Diamonds may be forever, but jewelry stocks are cyclical, even though precious metals and gems have been a store of value for thousands of years.
Although most investors probably own some jewelry or have purchased some for a loved one, jewelry stocks are not a closely followed sector. However, jewelry sector stocks offer some of the same benefits as luxury stocks, especially if they have strong brand names. Tiffany's acquisition by Louis Vuitton Moet Hennessy (LVMUY 0.05%) makes perfect sense in that regard. Like the luxury sector, jewelry stocks are vulnerable to the same cycles as consumer discretionary stocks; people tend to buy more and spend more on jewelry during good times than bad.
That's one reason to take a closer look at jewelry stocks. Despite the current economic trends, affluent Americans are still spending large sums on jewelry, and jewelry retailers are likely to benefit. Keep reading to see three of the best jewelry stocks you can buy today.
Top jewelry stocks
Top jewelry stocks in 2024
Company | Market Cap | Description |
---|---|---|
Signet Jewelers (NYSE:SIG) | $3.6 billion | Mid-market jewelry retailer and owner of brands such as Kay, Jared, and Zales. |
Pandora (OTC:PANDY) | $13.8 billion | Global jewelry retailer. |
Movado Group (NYSE:MOV) | $501.5 million | Maker of luxury watches. |
1. Signet Jewelers
1. Signet Jewelers
As the only publicly traded U.S. jewelry retailer worth more than $1 billion, Signet is likely the first stock most investors think of when they think of jewelry. The company has almost 3,000 stores, most of which are in the U.S. under a wide range of brand names. The stock has rebounded strongly from the COVID-19 pandemic, but a pause in marriage engagements during the pandemic has weighed on its performance more recently.

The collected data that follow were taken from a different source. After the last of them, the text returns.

PR #2286, opened 2017-12-21
Adds a caveat regarding the inability to record a transaction twice.

joeldudleyr3:


docs/source/tutorial-observer-nodes.rst
```diff
@@ -35,8 +35,14 @@ the transaction to the regulator. There are two important aspects to note here:
...
-   for. Future versions of Corda may address this issue, but for now, if you wish to both participate in the ledger
-   and also observe transactions that you can't sign for you will need to run two nodes and have two separate
-   identities.
\ No newline at end of file
+Caveats
+-------
+
+* Nodes which act as both observers and direct participants in the ledger are not supported at this time. In
+  particular, coin selection may return states which you do not have the private keys to be able to sign for. Future
+  versions of Corda may address this issue, but for now, if you wish to both participate in the ledger and also observe
```
gendal: I know this is already merged but, strictly, the comma should be after the 'but', not before it.  (Mental test: excise the parenthetical commas and the text contained within and check if the remaining sentence is coherent).

(And since we're here, I suppose we should also fix the split infinitive. How about: "... if you with to participate both in.... and ...)

PR #2290, opened 2017-12-21
CORDA-886: Removed the 60s timeout when generating node-info files in…

shamsasari:
… the network bootstrapper. Instead a warning is given.

### DIFF
--- a/node-api/src/main/kotlin/net/corda/nodeapi/internal/network/NetworkBootstrapper.kt
+++ b/node-api/src/main/kotlin/net/corda/nodeapi/internal/network/NetworkBootstrapper.kt
@@ -4,12 +4,15 @@ import com.typesafe.config.ConfigFactory
 import net.corda.cordform.CordformNode
 import net.corda.core.identity.Party
 import net.corda.core.internal.*
+import net.corda.core.internal.concurrent.fork
 import net.corda.core.node.NodeInfo
 import net.corda.core.serialization.SerializationContext
 import net.corda.core.serialization.deserialize
 import net.corda.core.serialization.internal.SerializationEnvironmentImpl
 import net.corda.core.serialization.internal._contextSerializationEnv
 import net.corda.core.utilities.ByteSequence
+import net.corda.core.utilities.getOrThrow
+import net.corda.core.utilities.seconds
 import net.corda.nodeapi.internal.SignedNodeInfo
 import net.corda.nodeapi.internal.serialization.AMQP_P2P_CONTEXT
 import net.corda.nodeapi.internal.serialization.SerializationFactoryImpl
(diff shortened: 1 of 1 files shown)


node-api/src/main/kotlin/net/corda/nodeapi/internal/network/NetworkBootstrapper.kt
```diff
@@ -82,15 +86,22 @@ class NetworkBootstrapper {
...
+                }
+                nodeDir.list { paths -> paths.filter { it.fileName.toString().startsWith("nodeInfo-") }.findFirst().get() }
             }
-            nodeDir.list { paths -> paths.filter { it.fileName.toString().startsWith("nodeInfo-") }.findFirst().get() }
+        }
+
+        return try {
+            future.getOrThrow(60.seconds)
+        } catch (e: TimeoutException) {
+            println("...still waiting. Something may have gone wrong with one of the nodes - check the logs")
```
joeldudleyr3: I think this message will induce a lot of people on slow machines to think that they're encountering an error.

Could we change it to, "...still waiting. If this process is taking longer than usual, check the node logs."

node-api/src/main/kotlin/net/corda/nodeapi/internal/network/NetworkBootstrapper.kt
```diff
@@ -82,15 +86,22 @@ class NetworkBootstrapper {
...
-            check(process.waitFor(timeOutInSeconds, SECONDS)) {
-                "Node in ${nodeDir.fileName} took longer than ${timeOutInSeconds}s to generate its node-info - see logs in ${nodeDir / LOGS_DIR_NAME}"
-            }
-            check(process.exitValue() == 0) {
-                "Node in ${nodeDir.fileName} exited with ${process.exitValue()} when generating its node-info - see logs in ${nodeDir / LOGS_DIR_NAME}"
+        val executor = Executors.newSingleThreadExecutor()
+
+        val future = executor.fork {
+            processes.zip(nodeDirs).map { (process, nodeDir) ->
+                check(process.waitFor() == 0) {
```
joeldudleyr3: What about changing this so that each node reports back with a message once it finishes generating its node-info file? This would make the user feel like they're making progress and let them know that nothing's gone wrong.

shamsasari: I was thinking that but then I think it'll be too spammy, and I think all the nodes will finished pretty much at the same time so probably not that useful.

node-api/src/main/kotlin/net/corda/nodeapi/internal/network/NetworkBootstrapper.kt
shamsasari: Will do.

shamsasari:
Back to you.

PR #2291, opened 2017-12-22
Refactor database properties in mock services

szymonsztuka:
* Align the use of parameters for `makeTestDataSourceProperties` method with one in Enterprise repo.
* Move database constants (the properties names in config file) from MockServices to a separate encapsulating Util class.

### DIFF
--- a/testing/test-utils/src/main/kotlin/net/corda/testing/database/DataSourcePropertiesUtil.kt
+++ b/testing/test-utils/src/main/kotlin/net/corda/testing/database/DataSourcePropertiesUtil.kt
@@ -1,0 +1,47 @@
+package net.corda.testing.database
+
+import com.typesafe.config.Config
+import com.typesafe.config.ConfigFactory
+import net.corda.testing.database.DataSourceProperties.CONFIG_ENTRY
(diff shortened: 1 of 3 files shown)


testing/test-utils/src/main/kotlin/net/corda/testing/database/DataSourcePropertiesUtil.kt
```diff
@@ -0,0 +1,47 @@
...
+}
+
+/**
+ * Creates a dataSourceProperties entry of [Config].
+ * @param url JDBC connection string, value for dataSource.url key
+ * @param driverClass JDBC Driver class name, value for dataSource.url key
+ * @param user database login, value for dataSource.user key
+ * @param password database password, value for dataSource.password key
+ */
+fun dataSourceConfig(url: String, driverClass: String, user: String, password: String) : Config {
```
shamsasari: I don't understand why you need to make this a `Config` object only for it to be converted to a `Property` using the above method. Why not simply have this method create the `Property`?

szymonsztuka:
Closed, will be obsolete because of PR #2508.

PR #2298, opened 2017-12-27
Validating the entire cert path in node registration, rather just che…

shamsasari:
…cking the root cert.

Also reduced duplicate code when creating the node CA cert path for testing.

### DIFF
--- a/node-api/src/test/kotlin/net/corda/nodeapi/internal/crypto/X509UtilitiesTest.kt
+++ b/node-api/src/test/kotlin/net/corda/nodeapi/internal/crypto/X509UtilitiesTest.kt
@@ -21,6 +21,7 @@ import net.corda.nodeapi.internal.serialization.kryo.KryoHeaderV0_1
 import net.corda.testing.ALICE_NAME
 import net.corda.testing.BOB_NAME
 import net.corda.testing.TestIdentity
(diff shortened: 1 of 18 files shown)


node-api/src/test/kotlin/net/corda/nodeapi/internal/crypto/X509UtilitiesTest.kt
```diff
@@ -169,10 +170,10 @@ class X509UtilitiesTest {
             override val trustStorePassword = "trustpass"
         }
 
-        val (rootCert, intermediateCa) = createRootCertAndIntermediateCa()
+        val (rootCert, intermediateCa) = createDevIntermediateCaCertPath()
```
kchalkias: `rootCert` -> `rootCa`

node-api/src/test/kotlin/net/corda/nodeapi/internal/crypto/X509UtilitiesTest.kt
```diff
@@ -205,11 +206,11 @@ class X509UtilitiesTest {
...
```
kchalkias: ditto

shamsasari:
I will do the rename in my current branch.

PR #2302, opened 2017-12-29
[CORDA-890] Adding tests to check EdDSA compatibility with RFC8032

kchalkias:
RFC8032 _Edwards-Curve Digital Signature Algorithm (EdDSA)_ mentions various variants of EdDSA.
This PR includes unit-tests based on the test vectors provided in RFC8032 and show that i2p implementation is indeed compatible with PureEdDSA Ed25519.

### DIFF
--- a/core/src/test/kotlin/net/corda/core/crypto/CryptoUtilsTest.kt
+++ b/core/src/test/kotlin/net/corda/core/crypto/CryptoUtilsTest.kt
@@ -27,8 +27,8 @@ import kotlin.test.*
  */
 class CryptoUtilsTest {
 
-    val testString = "Hello World"
-    val testBytes = testString.toByteArray()
+    private val testString = "Hello World"
+    private val testBytes = testString.toByteArray()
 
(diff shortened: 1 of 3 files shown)


core/src/test/kotlin/net/corda/core/crypto/CryptoUtilsTest.kt
```diff
@@ -27,8 +27,8 @@ import kotlin.test.*
  */
 class CryptoUtilsTest {
 
-    val testString = "Hello World"
-    val testBytes = testString.toByteArray()
+    private val testString = "Hello World"
+    private val testBytes = testString.toByteArray()
```
rnicoll: If you're clearing these up anyway, they should probably be `const` too.

kchalkias: thanks, just wanted to get rid of IDE warnings, but it's true the majority of tests classes need to follow your recommendation.

PR #2307, opened 2018-01-02
CORDA-892: Make cordform test use new network bootstrapper logic

anthonykr3:
Make the cordform task
- generate config files in the root dir
- extract the corda jar to the root dir
- run the network bootstrapper to create the node directories
- place the cordapps and any additional config in the generated node directories.

### DIFF
--- a/gradle-plugins/cordformation/src/main/kotlin/net/corda/plugins/Cordform.kt
+++ b/gradle-plugins/cordformation/src/main/kotlin/net/corda/plugins/Cordform.kt
@@ -22,7 +22,6 @@ import java.util.jar.JarInputStream
 @Suppress("unused")
 open class Cordform : DefaultTask() {
     private companion object {
-        @JvmStatic
         val nodeJarName = "corda.jar"
         private val defaultDirectory: Path = Paths.get("build", "nodes")
     }
--- a/gradle-plugins/cordformation/src/main/kotlin/net/corda/plugins/Cordform.kt
+++ b/gradle-plugins/cordformation/src/main/kotlin/net/corda/plugins/Cordform.kt
@@ -169,10 +169,13 @@ open class Cordform : DefaultTask() {
                 val node = node { }
                 it.accept(node)
                 node.additionalCordapps.addAll(cordapps)
+                node.rootDir(directory)
             }
-        }
-        nodes.forEach {
-            it.rootDir(directory)
+            cd.setup { nodeName -> project.projectDir.toPath().resolve(getNodeByName(nodeName)!!.nodeDir.toPath()) }
+        } else {
+            nodes.forEach {
+                it.rootDir(directory)
+            }
         }
     }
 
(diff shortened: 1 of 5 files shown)


node-api/src/main/kotlin/net/corda/nodeapi/internal/network/NetworkBootstrapper.kt
```diff
@@ -92,7 +92,10 @@ class NetworkBootstrapper {
 
     private fun extractCordaJarTo(directory: Path): Path {
         val cordaJarPath = (directory / "corda.jar")
-        Thread.currentThread().contextClassLoader.getResourceAsStream("corda.jar").copyTo(cordaJarPath)
+        if (!cordaJarPath.exists()) {
```
anthonykr3: The cordform task pulls in the network bootstrapper class directly, not via the bootstrapper jar, so it doesn't have access to the corda jar in that method. Instead the cordform task just copies it itself into the root directory and then the bootstrapper can ignore it.

gradle-plugins/cordformation/src/main/kotlin/net/corda/plugins/Cordform.kt
```diff
@@ -132,9 +134,26 @@ open class Cordform : DefaultTask() {
...
         installRunScript()
-        nodes.forEach(Node::build)
         bootstrapNetwork()
+        nodes.forEach(Node::build)
+    }
+
+    /**
+     * Installs the corda fat JAR to the root directory, for the network bootstrapper to use.
+     */
+    private fun installCordaJar() {
```
anthonykr3: Moved installCordaJar from the node to the task, it is only done once, the bootstrapper copies it into each node directory.

gradle-plugins/cordformation/src/main/kotlin/net/corda/plugins/Cordform.kt
```diff
@@ -22,6 +22,8 @@ import java.util.jar.JarInputStream
 @Suppress("unused")
 open class Cordform : DefaultTask() {
     private companion object {
+        @JvmStatic
```
shamsasari: Not sure that we need to make this Jvm static. Also this can be private

gradle-plugins/cordformation/src/main/kotlin/net/corda/plugins/Cordformation.kt
```diff
@@ -24,10 +24,31 @@ class Cordformation : Plugin<Project> {
                     .single { it.name == "classpath" }
                     .find { it.name.contains("cordformation") }
             return project.rootProject.resources.text
-                    .fromArchiveEntry(archive, filePathInJar)
+                    .fromArchiveEntry(archive!!, filePathInJar)
```
shamsasari: Use `first` instead of `find` above.

shamsasari:
Do you also want to take a quick look @Clintonio ?

PR #2312, opened 2018-01-03
CORDA-882 - Better err messages when serializer encounters private property

fenryka:


node-api/src/main/kotlin/net/corda/nodeapi/internal/serialization/amqp/SerializationHelper.kt
```diff
@@ -81,10 +82,18 @@ private fun <T : Any> propertiesForSerializationFromConstructor(kotlinConstructo
...
+
         val matchingProperty = properties[name] ?:
-                throw NotSerializableException("No property matching constructor parameter named '$name' of '$clazz'. " +
-                        "If using Java, check that you have the -parameters option specified in the Java compiler. " +
-                        "Alternately, provide a proxy serializer (SerializationCustomSerializer) if recompiling isn't an option")
+                try {
+                    clazz.getDeclaredField(param.name)
+                    throw NotSerializableException("Property '$name' is private, this renders class '$clazz' unserializable")
+                }
+                catch (e: NoSuchFieldException) {
```
rick-r3: Formatting: put this after the `}` on the line above.

node-api/src/main/kotlin/net/corda/nodeapi/internal/serialization/amqp/SerializationHelper.kt
```diff
@@ -81,10 +82,18 @@ private fun <T : Any> propertiesForSerializationFromConstructor(kotlinConstructo
     val rc: MutableList<PropertySerializer> = ArrayList(kotlinConstructor.parameters.size)
     for (param in kotlinConstructor.parameters) {
         val name = param.name ?: throw NotSerializableException("Constructor parameter of $clazz has no name.")
+
         val matchingProperty = properties[name] ?:
-                throw NotSerializableException("No property matching constructor parameter named '$name' of '$clazz'. " +
-                        "If using Java, check that you have the -parameters option specified in the Java compiler. " +
-                        "Alternately, provide a proxy serializer (SerializationCustomSerializer) if recompiling isn't an option")
+                try {
+                    clazz.getDeclaredField(param.name)
```
rick-r3: Field and getter are not the same thing, so I suspect that is exploiting kotlin + private behaviour.  What happens if the property is `protected` ? Also if we back with a field with a different name?  More niche, but possible.

I suspect in the tests we can rename the backing field for the kotlin property to demonstrate the latter.  Might require non-data class.  See [here](https://kotlinlang.org/docs/reference/properties.html#backing-properties).

Can kotlin reflection help here?  I'm assuming that would work, and then we can check the visibility of a property `KClass.memberProperties`, `KProperty.visibility != PUBLIC`.

Need to check how it behaves with Java beans though

fenryka: If the field is private then there is no getter! so... does that matter?

node-api/src/test/java/net/corda/nodeapi/internal/serialization/amqp/ErrorMessageTests.java
```diff
@@ -0,0 +1,31 @@
...
+
+    @Test
+    public void testJavaConstructorAnnotations() {
+        SerializerFactory factory1 = new SerializerFactory(AllWhitelist.INSTANCE, ClassLoader.getSystemClassLoader());
+        SerializationOutput ser = new SerializationOutput(factory1);
+
+
+        Assertions.assertThatThrownBy(() -> ser.serialize(new C1(1)))
+                .isInstanceOf(NotSerializableException.class)
+                .hasMessage("Property 'a' or it's getter is non public, this renders class 'class net.corda.nodeapi.internal.serialization.amqp.ErrorMessageTests$C1' unserializable -> class net.corda.nodeapi.internal.serialization.amqp.ErrorMessageTests$C1");
```
rick-r3: resolve the class name in the expected message in a similar way to the kotlin tests?

node-api/src/main/kotlin/net/corda/nodeapi/internal/serialization/amqp/SerializationHelper.kt
```diff
@@ -81,10 +81,17 @@ private fun <T : Any> propertiesForSerializationFromConstructor(kotlinConstructo
...
+                    throw NotSerializableException("Property '$name' or it's getter is non public, this renders class '$clazz' unserializable")
```
gendal: its, not it's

As a mid-market retailer with banners such as Zales and Jared, Signet doesn't have the luxury brand power of some other jewelry stocks, making it more sensitive to macroeconomic trends. The company has focused on gaining market share in a fragmented industry by investing in a digital platform it calls connected commerce.
It also has a long history of acquisitions, most recently acquiring Diamonds Direct in 2021 for $490 million. With adjusted operating income expected to be in the neighborhood of $590 million to $675 million in its fiscal 2025, which ends in January 2025, the market may not be appreciating the rebound in the business.
2. Pandora
2. Pandora
Denmark-based Pandora has also been benefiting from the pandemic rebound. The retailer targets a higher-end market than Signet and has about 2,700 stores and more than 4,000 distribution points from retail partners.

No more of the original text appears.